[Saved entries]
PR #4264, opened 2024-08-28
Enforce that the parse node for an instruction has the kind specified in the instruction definition

zygoloid:
Remove `ReusingLoc` and add enforcement that even for imported locations, the kind of the parse node for an instruction matches the kind specified in the instruction definition.

Change the node kind for a few instructions to `NodeId`:

- A couple of instructions had a typed node but could be created implicitly with any node as part of a builtin implicit conversion. This happened for `AddrOf`, `ArrayIndex`, and `Deref`.
- A bunch of instructions had `InvalidNodeId` as their associated parse node kind but were actually always created with a location.


toolchain/sem_ir/inst.h
```diff
@@ -305,19 +305,19 @@ inline auto operator<<(llvm::raw_ostream& out, TypedInst inst)
...
-  // Constructs a LocIdAndInst that reuses the location associated with some
-  // other inst, typically because `inst` doesn't have an explicit
-  // representation in the parse tree.
-  template <typename InstT>
-  static auto ReusingLoc(LocId loc_id, InstT inst) -> LocIdAndInst {
-    return LocIdAndInst(loc_id, inst, /*is_untyped=*/true);
+  // Unsafely form a pair of a location and an instruction. Used in the cases
+  // where we can't statically enforce the type matches.
+  static auto UncheckedLoc(LocId loc_id, Inst inst) -> LocIdAndInst {
+    return LocIdAndInst(loc_id, inst, /*is_unchecked=*/true);
```
jonmeow, line 320: I'm only seeing this called from `MakeImportedLocAndInst` and `GetWithLocId`. Am I missing more general `LocId` uses? Had you considered keeping the `ImportIRInstId`-specific constructor in order to prevent use with non-import use-cases?

toolchain/sem_ir/inst.h
```diff
@@ -338,8 +339,8 @@ struct LocIdAndInst {
   // Expose the internal constructor for GetWithLocId.
   friend class InstStore;
```
jonmeow: Acknowledging my above comment would moot this, noting you currently have `GetWithLocId` using `UncheckedLoc`, is this `friend` still necessary?

toolchain/sem_ir/typed_insts.h
```diff
@@ -55,10 +55,8 @@ struct AdaptDecl {
 
 // The `&` address-of operator, as in `&lvalue`.
 struct AddrOf {
-  static constexpr auto Kind =
-      InstKind::AddrOf.Define<Parse::PrefixOperatorAmpId>(
-          {.ir_name = "addr_of",
-           .constant_kind = InstConstantKind::Conditional});
+  static constexpr auto Kind = InstKind::AddrOf.Define<Parse::NodeId>(
```
jonmeow, line 60: For the cases where you're switching to NodeId in order to allow implicit construction, should those have some other path so that they allow differentiating between "here's the expected node in regular code" from "here's a manual creation"? Perhaps the implicit creation is a use-case for UncheckedLoc?

Put differently, if we add metaprogramming as a way to generate code structures (i.e., macro-style metaprogramming versus generic-style metaprogramming), how do we stop from having every instruction end up with NodeId here (since the NodeId would be in the metaprogram)?

toolchain/check/member_access.cpp
```diff
@@ -196,11 +196,10 @@ static auto PerformImplLookup(Context& context, Parse::NodeId node_id,
...
 
-  return context.AddInst(
-      SemIR::LocIdAndInst::NoLoc<SemIR::InterfaceWitnessAccess>(
-          {.type_id = subst_type_id,
-           .witness_id = witness_id,
-           .index = assoc_entity->index}));
+  return context.AddInst<SemIR::InterfaceWitnessAccess>(
+      node_id, {.type_id = subst_type_id,
+                .witness_id = witness_id,
+                .index = assoc_entity->index});
```
jonmeow: Is the change in associated nodes something that could be separated out so that it's easier to review testdata changes from the rest? i.e., it might be nice to review as one change that adds locations (here and InterfaceWitness?) and affects testdata, and one that just changes how the locations are passed, if that works out. Is there any other code change that affects testdata?

toolchain/check/context.cpp
```diff
@@ -118,6 +118,38 @@ auto Context::FinishInst(SemIR::InstId inst_id, SemIR::Inst inst) -> void {
...
+}
+
+auto Context::CheckCompatibleImportedNodeKind(
+    SemIR::ImportIRInstId imported_loc_id, SemIR::InstKind kind) -> void {
+  auto& import_ir_inst = import_ir_insts().Get(imported_loc_id);
+  auto imported_kind = import_irs()
+                           .Get(import_ir_inst.ir_id)
+                           .sem_ir->insts()
+                           .Get(import_ir_inst.inst_id)
+                           .kind();
```
jonmeow: Is this something that could be broken apart to improve wrapping? e.g.:

```suggestion
  const auto* import_ir = import_irs().Get(import_ir_inst.ir_id).sem_ir;
  auto imported_kind = import_ir->insts().Get(import_ir_inst.inst_id).kind();
```

toolchain/check/context.cpp
```diff
@@ -118,6 +118,38 @@ auto Context::FinishInst(SemIR::InstId inst_id, SemIR::Inst inst) -> void {
   }
 }
 
+// Returns whether a parse node associated with an instruction of kind
+// `src_kind` is known to be usable as the location of an instruction of kind
+// `target_kind`. This may have false negatives for cases that don't occur in
+// practice.
```
jonmeow: By "don't occur in practice", is this just noting how it's really only handling equality and the `ImportDecl` special-case? If so, maybe this could instead say something like:

```suggestion
// `target_kind`. This may have false negatives when InstKinds don't match,
// but that only occurs for ImportDecl/Namespace in practice.
```

A different option you might consider is renaming this to something like "IsCompatibleImportedInstKind", then it's not a false negative, it's just that ImportDecl/Namespace is the only case where we twiddle instruction kinds IIUC.

toolchain/check/context.h
```diff
@@ -68,37 +69,34 @@ class Context {
...
+  // Returns a LocIdAndInst for an instruction with an imported location. Checks
+  // that the imported location is compatible with the kind of instruction being
+  // created.
   template <typename InstT>
-  auto AddInstReusingLoc(SemIR::LocId loc_id, InstT inst) -> SemIR::InstId {
-    return AddInst(SemIR::LocIdAndInst::ReusingLoc<InstT>(loc_id, inst));
+    requires SemIR::Internal::HasNodeId<InstT>
+  auto MakeImportedLocAndInst(SemIR::ImportIRInstId imported_loc_id, InstT inst)
+      -> SemIR::LocIdAndInst {
+    if constexpr (!SemIR::Internal::HasUntypedNodeId<InstT>) {
```
jonmeow, line 85: Out of curiosity, what's an example isntruction that gets an ImportRef and has an untyped node ids? I'm just kind of wondering, because in my head I'm thinking the entities we import would generally have typed node ids, but I expect I'm just forgetting something here.

jonmeow (commented):
I think the changes here generally make sense, but can the testdata-affecting changes could be split out? Are those sufficiently isolated from the LocId changes?

toolchain/sem_ir/typed_insts.h
zygoloid: I don't think I understand what you mean by "manual creation" versus "regular code" here.

The purpose of having a specific typed node associated with an instruction was as a guarantee to consumers of that instruction that the corresponding node will always be of the specified kind, so if we make changes that mean that we can't guarantee a particular node kind, we would need to change the kind to something more general, and perhaps to `NodeId`. If we have to do that on all instructions, then we should remove the typed node type entirely as it would serve no purpose.

For metaprogramming in particular: I think it's sufficiently unclear how we're going to approach metaprogramming that it's hard to speculate about what impact it might have. Maybe we'll want a new kind of `LocId` for locations produced by metaprograms, and maybe we will be able to map back to a node of the right kind in the metaprogram (depending on how we design the metaprogramming facilities).

toolchain/check/member_access.cpp
zygoloid: Done.

toolchain/check/context.h
zygoloid: I think `ImportRefUnloaded` and `ImportRefLoaded` are the only ones.

toolchain/sem_ir/inst.h
zygoloid: Those are the only two callers right now. I can rename this to something like `UncheckedLocUnsafe` if you think this name isn't enough to discourage people from calling this function.

I want to discourage both the import cases and the non-import cases, so I don't think having an `ImportIRInstId`-specific version really helps in that sense. I could maybe do something to befriend both callers, but it's awkward because one of them is in check rather than semir.

toolchain/sem_ir/inst.h
zygoloid: Removed.

toolchain/check/context.cpp
zygoloid: Renamed.

toolchain/sem_ir/typed_insts.h
jonmeow: I mean really "created implicitly in handlers based on parse tree nodes" versus "created based on valid code". i.e., you mention the possibility of a new kind of `LocId` for metaprograms: what if you think of desugaring implicit conversions the same way? (note, I don't intend for this to block the PR: at most, maybe a note about the typical node, to make it easier to put back)

Note, maybe this is a little tangential, and I don't mean to block the PR with it, but I think the typed nodes on instructions is at an awkward point for me, neither used often enough that it's reliably there, nor ambiguous enough that I feel confident to say we can just remove it. This PR is putting more weight on the latter side though, where maybe it's not worth the work to maintain it for the nodes that _do_ have it.

toolchain/check/context.h
jonmeow: Then FWIW, I'll suggest (because it's more explicit, and draws a line in the sand for typed nodes):

```suggestion
    // All other imported instructions should have typed nodes.
    // TODO: Maybe support InstT::Is<AnyImportRef>?
    if constexpr (InstT::Kind != SemIR::ImportRefUnloaded::Kind &&
                  InstT::Kind != SemIR::ImportRefLoaded::Kind) {
```

But understood if you prefer to keep it as-is.

toolchain/sem_ir/inst.h
jonmeow: When you say discouraging imports, do you just mean direct calls for imports, instead pushing them through context?

Had you considered something like moving as much of the logic in context.cpp for `HasCompatibleImportedNodeKind` over here, just fetching the kind on call? i.e., yielding something like `ImportedLoc(ImportIRInstId import_ir_inst_id, InstKind imported_kind, InstT inst) -> LocIdAndInst`.

jonmeow (approved):
Thanks for the changes. I think the remaining notes we can iterate on separately. Not going to merge in case you want the `HasUntypedNodeId` suggestion, but to be clear, feel free to decline that and merge.

toolchain/sem_ir/inst.h
zygoloid: > When you say discouraging imports, do you just mean direct calls for imports, instead pushing them through context?

Yes, exactly.

If we wanted to do the checking here, we'd also need to pass the `SemIR::File` in, and that feels like a layering issue to me -- this type seems like a lower layer than `File`. Also, the instruction and location are public members anyway, so we wouldn't be preventing them from mismatching, unless we also made other changes to encapsulate those fields (maybe we should do that, but it's a larger change than I wanted to make here).

Maybe a middle ground would be to move the function that safely builds an imported `LocIdAndInst` from `Check::Context` to `SemIR::File`.

toolchain/sem_ir/typed_insts.h
zygoloid: Added a comment for the two cases where we now have a less precise parse node saying what the common case is -- that seems useful information to retain, even though we have no guarantee that the parse node will actually be the one we mention.

I'm not sure that the distinction you're describing between implicitly vs explicitly created instructions is one that we should spend a lot of effort modeling in SemIR, given the decision in #3833 that SemIR should represent a desugared form of a program as if the desugared form were written directly. It might make sense to track more information about how / why we created a given instruction if it's useful for diagnostic purposes to be able to point to a different location -- and I think that might justify doing something specific for metaprograms -- but it's not clear to me that tracking which form of desugaring produced an instruction in general would pay off. Maybe we can look more into this if we find we're producing confusing diagnostics.

(And yeah, I share your concern that the typed node information might not really be pulling its weight in general.)

toolchain/check/context.h
zygoloid: I think I'd prefer to keep it as is: I think it's at least slightly happenstance that we have typed nodes for all imported nodes right now. For the most part we're importing declarations where we have a good reason to have typed nodes, but for things like function parameter patterns, I could easily imagine ending up with an instruction with an untyped node, and I think that'd be fine and we shouldn't reject it here.

PR #4267, opened 2024-08-29
Rudimentary name mangling support

dwblaikie:
This seems to be enough to avoid naming collisions for functions in any of the current test cases (verified by asserting that the name of the `llvm::Function` matches the name passed to create it - not triggering LLVM's numbering that happens when names collide)

It currently implements mangling for namespace scopes, class scopes, and impls.
Nothing generic is mangled yet - haven't looked at how that works, though evidently it's not covered by existing testing, I guess.

Follow-up change will document the current mangling algorithm in `toolchain/docs/lower.md`


toolchain/lower/mangler.h
```diff
@@ -0,0 +1,28 @@
...
+  explicit Mangler(FileContext& file_context) : file_context_(file_context) {}
+  auto Mangle(SemIR::FunctionId function_id) -> std::string;
+
+ private:
+  auto MangleInverseQualifiedNameScope(bool first_name_component,
+                                       llvm::raw_ostream& os,
+                                       SemIR::NameScopeId name_scope_id)
+      -> void;
+  FileContext& file_context_;
+};
```
jonmeow:
```suggestion

class Mangler {
 public:
  explicit Mangler(FileContext& file_context) : file_context_(file_context) {}
  
  auto Mangle(SemIR::FunctionId function_id) -> std::string;

 private:
  auto MangleInverseQualifiedNameScope(bool first_name_component,
                                       llvm::raw_ostream& os,
                                       SemIR::NameScopeId name_scope_id)
            -> void;
            
  FileContext& file_context_;
};

```

Vertical whitespace for:

- Separating the class from the wrapping namespace
- Generally spacing out constructors, functions, and member variables.
    - Generally I'd suggest vertical whitespace except between things like a chain of accessors or variables that don't need comments. (with comments, it can be nice to have a blank line before each comment starts)

toolchain/lower/mangler.h
```diff
@@ -0,0 +1,28 @@
...
+#ifndef CARBON_TOOLCHAIN_LOWER_MANGLER_H_
+#define CARBON_TOOLCHAIN_LOWER_MANGLER_H_
+
+#include <string>
+
+#include "toolchain/lower/file_context.h"
+#include "toolchain/sem_ir/ids.h"
+
+namespace Carbon::Lower {
+class Mangler {
```
jonmeow, line 18: Can you add comments to these?

toolchain/lower/mangler.cpp
```diff
@@ -0,0 +1,91 @@
...
+  auto types = sem_ir.types();
+  auto names = sem_ir.names();
+  const auto& function = sem_ir.functions().Get(function_id);
+  if (SemIR::IsEntryPoint(sem_ir, function_id)) {
+    // TODO: Add an implicit `return 0` if `Run` doesn't return `i32`.
+    return "main";
+  }
+  std::string result;
+  llvm::raw_string_ostream os(result);
+  os << "_C";
```
jonmeow, line 106: Sorry, I was kind of hoping @chandlerc would review and handle this in particular. I know we'd discussed `_C` as an option, but actually, considering [swift mangling](https://github.com/swiftlang/swift/blob/main/docs/ABI/Mangling.rst) uses `$s`, should we consider a similar `$c`? I think one of the concerns with `_C` might've been too high a risk of conflicting with a C-based name, but maybe using a special character in mangling is a good way to avoid that problem entirely? Or maybe `c.` if we think we can use `.` in names?

toolchain/lower/mangler.cpp
```diff
@@ -0,0 +1,91 @@
...
+        break;
+    }
+    name_scope_id = parent.parent_scope_id;
+  }
+}
+
+auto Mangler::Mangle(SemIR::FunctionId function_id) -> std::string {
+  auto& sem_ir = file_context_.sem_ir();
+  auto types = sem_ir.types();
+  auto names = sem_ir.names();
```
jonmeow: These feel a little odd to me as local variables, I don't think we generally do that. (`types` looks unused here) Maybe you could inline them, but since you have the class maybe just add a member helper like `sem_ir() { return file_context_.sem_ir(); }`? That'd mirror what we do in a lot of spots, and would end up looking a lot like what you're doing here.

toolchain/lower/mangler.cpp
```diff
@@ -0,0 +1,91 @@
...
+#include "toolchain/sem_ir/entry_point.h"
+
+namespace Carbon::Lower {
+
+auto Mangler::MangleInverseQualifiedNameScope(bool first_name_component,
+                                              llvm::raw_ostream& os,
+                                              SemIR::NameScopeId name_scope_id)
+    -> void {
+  auto& sem_ir = file_context_.sem_ir();
+  auto names = sem_ir.names();
```
jonmeow: Please check clang-tidy:
https://github.com/carbon-language/carbon-lang/actions/runs/10624260039/job/29485428614

Note, clang-tidy should show up in vscode if clangd is set up. But you can also run it manually (see the .bazelrc)

toolchain/lower/mangler.cpp
```diff
@@ -0,0 +1,91 @@
...
+    CARBON_KIND_SWITCH(sem_ir.insts().Get(parent.inst_id)) {
+      case CARBON_KIND(SemIR::ImplDecl impl_decl): {
+        const auto& impl = sem_ir.impls().Get(impl_decl.impl_id);
+        if (auto opt_class_self =
+                types.TryGetAs<SemIR::ClassType>(impl.self_id)) {
+          MangleInverseQualifiedNameScope(
+              true, os,
+              sem_ir.classes().Get(opt_class_self->class_id).scope_id);
+        } else {
+          auto builtin_self = types.GetAs<SemIR::BuiltinInst>(impl.self_id);
```
jonmeow: Had you considered modelling this as another `CARBON_KIND_SWITCH` or `Get` + `TryAs` + `As` instead of `TryGetAs` + `GetAs`? In particular, the type store has some indirection that is probably repeated in the `Get`.

toolchain/lower/mangler.cpp
```diff
@@ -0,0 +1,91 @@
...
+      }
+      case CARBON_KIND(SemIR::ClassDecl class_decl): {
+        auto& class_node = sem_ir.classes().Get(class_decl.class_id);
+        os << names.GetFormatted(class_node.name_id);
+        break;
+      }
+      case SemIR::Namespace::Kind: {
+        auto name = names.GetAsStringIfIdentifier(parent.name_id);
+        CARBON_CHECK(name) << "Unexpected special name for namespace: "
+                           << parent.name_id;
```
jonmeow: After our whole discussion, I was thinking you'd do `GetAsStringIfIdentifier` everywhere, were you running into an issue or did I misunderstand?

toolchain/lower/mangler.cpp
```diff
@@ -0,0 +1,91 @@
...
+        auto opt_interface_constraint =
+            types.GetAs<SemIR::InterfaceType>(impl.constraint_id);
+        os << names.GetFormatted(sem_ir.interfaces()
+                                     .Get(opt_interface_constraint.interface_id)
+                                     .name_id);
+        return;
+      }
+      case CARBON_KIND(SemIR::ClassDecl class_decl): {
+        auto& class_node = sem_ir.classes().Get(class_decl.class_id);
+        os << names.GetFormatted(class_node.name_id);
```
jonmeow: I think we typically append "_info" for `class` disambiguation (similarly `ns` for namespace). `_node` has a different meaning, since we do have nodes in parse.

```suggestion
        auto& class_info = sem_ir.classes().Get(class_decl.class_id);
        os << names.GetFormatted(class_info.name_id);
```

toolchain/lower/mangler.cpp
```diff
@@ -0,0 +1,91 @@
...
+                                              SemIR::NameScopeId name_scope_id)
+    -> void {
+  auto& sem_ir = file_context_.sem_ir();
+  auto names = sem_ir.names();
+  auto types = sem_ir.types();
+  while (name_scope_id.is_valid()) {
+    const auto& parent = sem_ir.name_scopes().Get(name_scope_id);
+    if (parent.inst_id == SemIR::InstId::PackageNamespace) {
+      break;
+    }
```
jonmeow: I think this is similar and avoids a lookup for the package namespace:

```suggestion
  while (name_scope_id.is_valid() && name_scope_id != SemIR::NameScopeId::Package) {
    const auto& parent = sem_ir.name_scopes().Get(name_scope_id);
```

toolchain/lower/mangler.cpp
```diff
@@ -0,0 +1,91 @@
...
+    if (!first_name_component) {
+      os << '.';
+    }
+    first_name_component = false;
+    CARBON_KIND_SWITCH(sem_ir.insts().Get(parent.inst_id)) {
+      case CARBON_KIND(SemIR::ImplDecl impl_decl): {
+        const auto& impl = sem_ir.impls().Get(impl_decl.impl_id);
+        if (auto opt_class_self =
+                types.TryGetAs<SemIR::ClassType>(impl.self_id)) {
+          MangleInverseQualifiedNameScope(
```
jonmeow: We're avoiding recursive functions in order to avoid stack depth issues. Can you build an iterative approach for this?

toolchain/lower/mangler.cpp
```diff
@@ -0,0 +1,91 @@
...
+              true, os,
+              sem_ir.classes().Get(opt_class_self->class_id).scope_id);
+        } else {
+          auto builtin_self = types.GetAs<SemIR::BuiltinInst>(impl.self_id);
+          os << builtin_self.builtin_inst_kind.label();
+        }
+        os << ':';
+        auto opt_interface_constraint =
```
jonmeow: What's the "opt_" mean here?

toolchain/lower/mangler.cpp
```diff
@@ -0,0 +1,91 @@
...
+// SPDX-License-Identifier: Apache-2.0 WITH LLVM-exception
+
+#include "toolchain/lower/mangler.h"
+
+#include "toolchain/base/kind_switch.h"
+#include "toolchain/sem_ir/entry_point.h"
+
+namespace Carbon::Lower {
+
+auto Mangler::MangleInverseQualifiedNameScope(bool first_name_component,
```
jonmeow: For my own understanding, why inverse instead of forward?

toolchain/lower/mangler.cpp
```diff
@@ -0,0 +1,91 @@
...
+                                              llvm::raw_ostream& os,
+                                              SemIR::NameScopeId name_scope_id)
+    -> void {
+  auto& sem_ir = file_context_.sem_ir();
+  auto names = sem_ir.names();
+  auto types = sem_ir.types();
+  while (name_scope_id.is_valid()) {
+    const auto& parent = sem_ir.name_scopes().Get(name_scope_id);
```
jonmeow: Had you considered "name_scope" instead of "parent"? What's this the parent of?

toolchain/lower/file_context.cpp
```diff
@@ -238,17 +239,8 @@ auto FileContext::BuildFunctionDecl(SemIR::FunctionId function_id)
           ? return_type
           : llvm::Type::getVoidTy(llvm_context());
 
-  std::string mangled_name;
-  if (SemIR::IsEntryPoint(sem_ir(), function_id)) {
-    // TODO: Add an implicit `return 0` if `Run` doesn't return `i32`.
```
jonmeow, line 243: I wouldn't expect the name mangler to add a return. Maybe this TODO should remain here? Perhaps this code should even keep the `IsEntryPoint` call so that doing so is smooth?

jonmeow (commented):
Thanks, I'm glad to see the start on mangling! There are some bits that make sense to me, some questions about how mangling should really work.

For documentation, my sense would be that it's a design choice. If you'd like to write a proposal for that (with alternatives, etc), let me know and I'll help walk you through that. Otherwise, maybe just create a Google Doc explaining it for now? Ideally I'd say to update `toolchain/docs/lower.md`, but unfortunately #4242 is still in review.

toolchain/lower/mangler.cpp
dwblaikie: Optional - not sure if there's another convention here. I'd prefer something at the declaration that indicates the optionality (either using an explicit type instead of `auto` or something in the name like `opt_`)

toolchain/lower/file_context.cpp
dwblaikie: Rephrased the comment and applied it to the return type computation in the previous statement/just above this line.

The fix isn't really in the name mangling, it's in choosing the return type and in the code generation for the function body. So it seems a bit more accurate having the comment apply to the return type computation - though it's still a fair way from where the other part of the fix has to happen in the code generation.

toolchain/lower/mangler.cpp
dwblaikie: Ah, sure - it's the parent of the previous entity (the loop is looping through parents) - but, yeah, might as well name it to match the name_scope_id.

toolchain/lower/mangler.cpp
dwblaikie: Added a comment explaining this - I think someone, maybe @zygoloid, suggested that mangling in inverse order may reduce the incidence of names having a common prefix which might slow down uniqueness tests/comparisons (since the comparison would always have to walk the common prefixes before finding something unique).

toolchain/lower/mangler.cpp
dwblaikie: Sure - added some helpers.

toolchain/lower/mangler.cpp
dwblaikie: Think I got those addressed.

I am not using vscode at the moment, but really should give it a go - and running it with bazel is a bit tricky since the project isn't clalng-tidy clean at the moment.

jonmeow: I believe the project is clang-tidy clean under LLVM 16 -- we are running it on every commit at that version. If you're having issues, fixes are welcome, but also using LLVM 16 should be clean.

toolchain/lower/mangler.cpp
dwblaikie: Ah, sure, will do.

toolchain/lower/mangler.cpp
dwblaikie: I'm open to other ideas - The "_<upper>" form seems to be dominant, though (LLVM's demangler supports _Z for C++, _R for Rust, and _D for the D programming language).

Just looking at LLVM's demangler makes the fair point that a `.` prefix would be problematic (not that that's what you were suggesting) - because of the leading `.` in ELF symbol names, so the demangler strips those off by default.

Work backwards from _Z and use _Y (or perhaps _X, because X is cool)?

Though I'm really OK with whatever everyone else wants - and wouldn't totally object to using something following swift's pattern. So if $c is best for you, happy to switch to that.

toolchain/lower/mangler.h
dwblaikie: Sure

toolchain/lower/mangler.cpp
jonmeow: I think `GetAs` doesn't return an optional.

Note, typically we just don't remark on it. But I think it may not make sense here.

_REQUIRED WORK_
Each line from the top of the records down to the one with "Change the node" must be retyped exactly; include both ends and nothing else.

_SOLUTION TO THIS EXERCISE_
PR #4264, opened 2024-08-28
Enforce that the parse node for an instruction has the kind specified in the instruction definition

zygoloid:
Remove `ReusingLoc` and add enforcement that even for imported locations, the kind of the parse node for an instruction matches the kind specified in the instruction definition.

Change the node kind for a few instructions to `NodeId`:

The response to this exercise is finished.